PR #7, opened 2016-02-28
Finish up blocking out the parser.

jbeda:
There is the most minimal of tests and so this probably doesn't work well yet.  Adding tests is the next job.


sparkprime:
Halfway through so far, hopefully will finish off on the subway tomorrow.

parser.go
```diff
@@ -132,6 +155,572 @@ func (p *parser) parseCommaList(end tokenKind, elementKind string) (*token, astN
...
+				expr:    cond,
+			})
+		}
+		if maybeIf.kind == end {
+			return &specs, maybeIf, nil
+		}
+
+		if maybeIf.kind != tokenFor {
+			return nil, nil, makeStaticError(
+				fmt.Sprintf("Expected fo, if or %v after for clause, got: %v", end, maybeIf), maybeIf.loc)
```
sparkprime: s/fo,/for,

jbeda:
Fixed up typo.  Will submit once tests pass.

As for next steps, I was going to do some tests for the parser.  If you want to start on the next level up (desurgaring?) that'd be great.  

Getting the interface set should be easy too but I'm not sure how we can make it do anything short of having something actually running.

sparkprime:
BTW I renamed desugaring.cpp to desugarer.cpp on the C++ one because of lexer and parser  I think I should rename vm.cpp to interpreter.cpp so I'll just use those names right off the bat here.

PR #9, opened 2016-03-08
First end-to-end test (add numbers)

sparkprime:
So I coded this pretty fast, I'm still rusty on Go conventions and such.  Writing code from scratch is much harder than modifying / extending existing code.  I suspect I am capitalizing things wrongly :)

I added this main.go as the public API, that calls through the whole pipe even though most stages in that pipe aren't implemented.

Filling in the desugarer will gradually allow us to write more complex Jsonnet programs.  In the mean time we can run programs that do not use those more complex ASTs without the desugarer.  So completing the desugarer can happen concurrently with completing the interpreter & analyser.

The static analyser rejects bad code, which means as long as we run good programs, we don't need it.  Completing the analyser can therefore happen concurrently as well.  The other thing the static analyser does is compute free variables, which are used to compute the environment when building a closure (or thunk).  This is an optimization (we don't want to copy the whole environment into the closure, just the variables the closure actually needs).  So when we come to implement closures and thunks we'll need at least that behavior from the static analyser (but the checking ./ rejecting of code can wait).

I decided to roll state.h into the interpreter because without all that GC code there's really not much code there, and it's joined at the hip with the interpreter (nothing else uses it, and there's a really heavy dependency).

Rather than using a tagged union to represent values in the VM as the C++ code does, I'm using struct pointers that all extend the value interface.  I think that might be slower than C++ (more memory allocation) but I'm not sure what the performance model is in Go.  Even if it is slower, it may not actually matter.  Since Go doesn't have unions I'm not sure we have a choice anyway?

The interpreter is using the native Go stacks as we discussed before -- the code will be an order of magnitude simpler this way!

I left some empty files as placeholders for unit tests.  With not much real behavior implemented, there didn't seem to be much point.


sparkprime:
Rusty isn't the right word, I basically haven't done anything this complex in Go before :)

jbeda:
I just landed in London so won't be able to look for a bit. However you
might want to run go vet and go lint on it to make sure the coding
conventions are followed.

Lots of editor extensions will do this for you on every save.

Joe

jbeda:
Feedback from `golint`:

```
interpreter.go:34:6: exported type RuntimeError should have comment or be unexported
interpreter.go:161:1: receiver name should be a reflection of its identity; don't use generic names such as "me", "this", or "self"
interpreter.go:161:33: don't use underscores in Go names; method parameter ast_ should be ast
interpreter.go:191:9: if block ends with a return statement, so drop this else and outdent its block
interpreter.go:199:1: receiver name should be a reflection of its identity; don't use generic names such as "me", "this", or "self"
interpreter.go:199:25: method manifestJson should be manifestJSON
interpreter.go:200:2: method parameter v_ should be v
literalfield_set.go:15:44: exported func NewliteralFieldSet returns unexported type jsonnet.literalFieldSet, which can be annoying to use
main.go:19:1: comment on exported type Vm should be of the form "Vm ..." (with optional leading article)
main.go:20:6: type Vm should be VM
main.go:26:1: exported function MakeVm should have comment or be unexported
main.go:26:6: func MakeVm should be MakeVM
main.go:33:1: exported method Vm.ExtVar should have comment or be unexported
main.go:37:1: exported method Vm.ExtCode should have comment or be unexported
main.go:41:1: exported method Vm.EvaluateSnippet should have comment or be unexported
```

==

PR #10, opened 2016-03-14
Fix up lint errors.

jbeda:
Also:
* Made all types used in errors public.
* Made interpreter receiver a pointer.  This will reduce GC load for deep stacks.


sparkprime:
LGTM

Task instructions:
The lines you need are those with the word "anything"; list them from the entries.

Response below:
Getting the interface set should be easy too but I'm not sure how we can make it do anything short of having something actually running.
Rusty isn't the right word, I basically haven't done anything this complex in Go before :)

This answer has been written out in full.